● RECORDS PROVIDED:
PR #1465, opened 2021-06-16
Specificy multiple input xml files from command line

cssherman:
This PR implements a minimal approach for handling multiple input xml files via the command line:

```
geosx -i input_a.xml -i input_b.xml -i input_c.xml
```

To do this, I am writing out an additional xml file (for now assumed to be "composite_input.xml"), which contains the include instructions and serves as a record of options.  This file is then passed to the existing parser.

In places where the code depends on the input filename, such as the default problem name, I am using the first file.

● WORK REQUEST: Search the data above for lines holding "files" and copy each of them.

● YOUR RESPONSE:
Specificy multiple input xml files from command line
This PR implements a minimal approach for handling multiple input xml files via the command line:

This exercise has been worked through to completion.